Kayla was shaking the box of bricks, surprised and delighted by the loud noise it made. She shook it more and more. Louder and louder and then the lid popped off and bricks cascaded everywhere. She chuckled as she realised that she had opened the box and freed the rainbow coloured bricks now scattered all over the wooden floor. She began to kick them around when she saw gold. A dodi.

She picked it up and put it in her mouth and continued in her quest to make noise with the bricks. A few minutes later she picked them all up, put them back in the box, got the lid back on and started the ritual once more, but she did not return the dodi, that was in her mouth and for her, would remain there forever. Forever pacified.

Grown ups, generally, do not suck on soothers, dummies, dodis or binkies. Some of us use chemicals either legal or illegal to pacify, some of us use food, some of us use music.

Why do we have this yearning from the youngest to the oldest to be pacified?

What is it in our lives that we need to alleviate?

We are out of kilter. The rhythm of our lives is out of tune with the tune we were supposed to be following. Our heartbeats are fighting against the rhythm instead of tuning in.

Words that can be exchanged for pacifier are mediator and peacemaker. Now a picture forms – no longer a piece of plastic less than two inches wide. But a cross.

And not just any cross, but The Cross. The cross that Jesus hung on, the cross on which Jesus died. The great mediator. The great peacemaker.

When our rhythm of life is in tune with the Lord’s we no longer need alcohol or nicotine or to snort something up our nose. We no longer need to know the biscuit tin is full and the chocolate press overflowing, we no longer need to listen to Bach or Korsakov, we no longer need to watch endless drivel on television and cram our heads with useless celebrity gossip.

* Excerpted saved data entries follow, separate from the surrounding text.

PR #1626, opened 2024-11-12
Fix #1620

### LINKED ISSUE #1620: Names of the people are far away
Hello again.
I've seen something like this several times but didn't think it was that important, but I think it should be fixed.
If you move the cursor over someone, the person's name appears.

For me, the name is very far away, see picture.

2024-10-15 14_34_23-The Open Cave

I started the game once in full screen and window mode but there was no difference.

For your information:
I have 3 monitors. 2x 1920x1080 and 1x 4k = 3840x2160 (main monitor) resolution.

Thanks for your work and if I knew more about C++, I would fix this myself ;)

Hoikas:
Fixes #1620 by avoiding a double-scale of mouse coordinates. I also included a bonus multi-monitor fix.

I hardwired the cursor to always think it's hovering over a player with the name `It's a Spooky Ghost!`...

On master:
image

With this PR:
image

For reference:
image

### DIFF
--- a/Sources/Plasma/PubUtilLib/plInputCore/plInputDevice.cpp
+++ b/Sources/Plasma/PubUtilLib/plInputCore/plInputDevice.cpp
@@ -492,7 +492,7 @@ bool plMouseDevice::MsgReceive(plMessage* msg)
             fXPos = pXMsg->fX;
 
         SetCursorX(fXPos);
-        fWXPos = pXMsg->fWx * fScale;
+        fWXPos = pXMsg->fWx;
         return true;
     }
 
@@ -529,7 +529,7 @@ bool plMouseDevice::MsgReceive(plMessage* msg)
         else
             fYPos = pYMsg->fY;
 
-        fWYPos = pYMsg->fWy * fScale;
+        fWYPos = pYMsg->fWy;
         SetCursorY(fYPos);
         
         return true;
--- a/Sources/Plasma/Apps/plClient/Mac-Cocoa/PLSView.mm
+++ b/Sources/Plasma/Apps/plClient/Mac-Cocoa/PLSView.mm
@@ -191,18 +191,19 @@ You can contact Cyan Worlds, Inc. by email legal@cyan.com
     CGPoint viewLocation = [self convertPoint:windowLocation fromView:nil];
 
     NSRect windowViewBounds = self.bounds;
-    CGFloat deltaX = (windowLocation.x) / windowViewBounds.size.width;
-    CGFloat deltaY =
+    CGFloat xNormal = (windowLocation.x) / windowViewBounds.size.width;
+    CGFloat yNormal =
         (windowViewBounds.size.height - windowLocation.y) / windowViewBounds.size.height;
 
     plIMouseXEventMsg* pXMsg = new plIMouseXEventMsg;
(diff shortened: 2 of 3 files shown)


dpogue (commented):
I suspect this will need testing on macOS retina screens /cc @colincornaby

Sources/Plasma/PubUtilLib/plInputCore/plInputDevice.cpp
```diff
@@ -492,7 +492,7 @@ bool plMouseDevice::MsgReceive(plMessage* msg)
             fXPos = pXMsg->fX;
 
         SetCursorX(fXPos);
-        fWXPos = pXMsg->fWx * fScale;
```
colincornaby, line 495: This change broke macOS. I'll dig into why. Just for background - why didn't this work on Windows?

Hoikas: WM_MOUSEMOVE and friends send coordinates that are already DPI aware, therefore there is no need to scale them. They are already scaled.

colincornaby: That explains it. The input system on macOS does not scale with DPI. Let me consider what to do (including possibly scaling the macOS input by hand) and I'll get back to you shortly.

colincornaby:
Suggested change for macOS, in Sources/Plasma/Apps/plClient/Mac-Cocoa/PLSView.mm

```
    NSRect windowViewBounds = self.bounds;
    CGFloat xNormal = (windowLocation.x) / windowViewBounds.size.width;
    CGFloat yNormal =
        (windowViewBounds.size.height - windowLocation.y) / windowViewBounds.size.height;

    plIMouseXEventMsg* pXMsg = new plIMouseXEventMsg;
    plIMouseYEventMsg* pYMsg = new plIMouseYEventMsg;
    
    pXMsg->fX = xNormal;
    pYMsg->fY = yNormal;
    
    // Plasma internally uses input coords as display coords
    pXMsg->fWx = viewLocation.x * self.window.screen.backingScaleFactor;
    pYMsg->fWy = (windowViewBounds.size.height - windowLocation.y) * self.window.screen.backingScaleFactor;

    @synchronized(self.layer) {
        if (self.inputManager) {
            self.inputManager->MsgReceive(pXMsg);
            self.inputManager->MsgReceive(pYMsg);
        }
    }
```

Hoikas:
@colincornaby I've pushed your change and an additional two to ensure that scaled coordinates are going down when the mouse is being recentered. I've verified that the code compiles, but the client login window doesn't actually seem to appear on my system. Maybe this is just a problem with my setup or an unrelated regression, but I'd appreciate your taking a glance at things.

colincornaby:
I am seeing the login window. Weird.

I've seen the login window not appear when the client can't connect to the game server (it just gets stuck in a retry loop, might be its own bug.) When the login window doesn't appear you could try pausing in the debugger to see where it is stuck.

Otherwise, this change looks good on my machine.

Hoikas:
Great! I'm going to wait for a green checkmark before merging, though ;)

colincornaby (approved):

PR #1632, opened 2024-11-16
Allow `ptLayer.setTexture()` for unloaded images.

Hoikas:
This is useful for setting textures that are in global PRPs.


dpogue (approved):
LGTM

PR #1633, opened 2024-11-16
Dynamic Nexus

Hoikas:
Requires #1632.
Requires corresponding assets PR H-uru/moul-assets#268.

This will allow us to more easily ingest fan Ages in the game without requiring their information to be mainlined.

### DIFF
--- a/Scripts/Python/nxusBookMachine.py
+++ b/Scripts/Python/nxusBookMachine.py
@@ -40,13 +40,8 @@ You can contact Cyan Worlds, Inc. by email legal@cyan.com
       Mead, WA   99021
 
  *==LICENSE==* """
-"""
-Module: nxusBookMachine
-Age: nexus
-Date: September, 2002
-Author: Bill Slease
-Handler for the nexus book machine.
-"""
+
+from __future__ import annotations
 
 from Plasma import *
 from PlasmaKITypes import *
@@ -58,8 +53,11 @@ from xPsnlVaultSDL import *
 import xLocTools
 
 import PlasmaControlKeys
+
 import datetime
 import random
+import re
+from typing import *
 
 # define the attributes that will be entered in max
 NexusGUI = ptAttribGUIDialog(1, "The Nexus GUI")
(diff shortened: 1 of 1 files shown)


Hoikas:
I'm marking this as a draft because this change to the Nexus Python will "break" linking panels without the corresponding assets PR. That PR is currently a draft because some work is pending on it.

Hazado:
Would it be possible to load pngs from the file directory for the linking panels? It would solve issues with having to have all the linking panels be in the global prps or nexus...

Hoikas:
It's possible, but then we run into the problem of not knowing which files to distribute. Currently, UruManifest (and other tools) crawl the PRPs to determine which files to include in the manifests. If we allow fetching arbitrary images from the data directory as part of the expected game functionality, we lose the ability to know everything by crawling the PRPs. So that's probably not going to be a workable solution. It might be better for us to have a script that can package the BkBookImages PRP from the images in moul-assets.

dpogue:
> Would it be possible to load pngs from the file directory for the linking panels? It would solve issues with having to have all the linking panels be in the global prps or nexus...

This might be something useful to have for Internal clients for easy testing of linking panels during development.

However, in addition to the distribution concerns Hoikas noted, the ability to load arbitrary images from disk poses a security risk, particularly given recent history of image loader libraries being targeted for buffer overflows and remote code execution.

Hazado:
> ability to load arbitrary images from disk

This ability already exists in the code, its used to load the custom avatar images...

Hoikas:
We are aware of that, yes. A long-standing goal of ours has been to remove those in favor of a better preview mechanism. Hopefully this will appear, in time.

dpogue:
> This ability already exists in the code, its used to load the custom avatar images...

Yes, but that is limited to the startup screen

dpogue:
(Sorry, tried to cancel a comment I was typing and hit the wrong button 🤦🏼‍♂️)

Hoikas:
I've updated this to fix a problem with the GuildPub linking panels.

dpogue (approved):
Missing panels for Kalamee, Tiam, and Elonin, but I think that's expected with the removal of fan Age content from moul-assets.

Everything else I checked looked good (although that check did not include Descent and K'veer).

Jesus died so we might be saved, but we have to choose to do life with God. We have to choose to explore salvation, we have to choose to lose the binkies of the world. When we do life with Jesus we don’t need pacifying because we are living, true living, really living. We don’t need patting on the knee and vapid words of “oh it will be okay.” We don’t need to hold down in the fog of “worldly” peace.

When we choose to do life with God, our hearts beat to a different tune, God’s tune. The rhythm of our life becomes more and more like Jesus’. The fruit of the Spirit is in evidence in our lives and the more these become seen and known, the stronger the rhythm beats.

If our life before Christ can be seen as a box of bricks, life, after can be seen as uncontained joy as the box bursts open and the fruit of the Spirit, flows out everywhere. Jesus is not a dodi, we no longer need a dodi.

Knowing Jesus is not an opiate, Karl Marx was wrong. Knowing Jesus is so much better than drugs, so much better than chocolate, so much better than anything this world has to offer.

Kayla had to give up the binky, her parents proscribed the use. And she will be better growing up without this pacifying, her teeth will thank her parents in later life and her life rhythm will, we pray, move closer and closer to the Lord and his rhythm.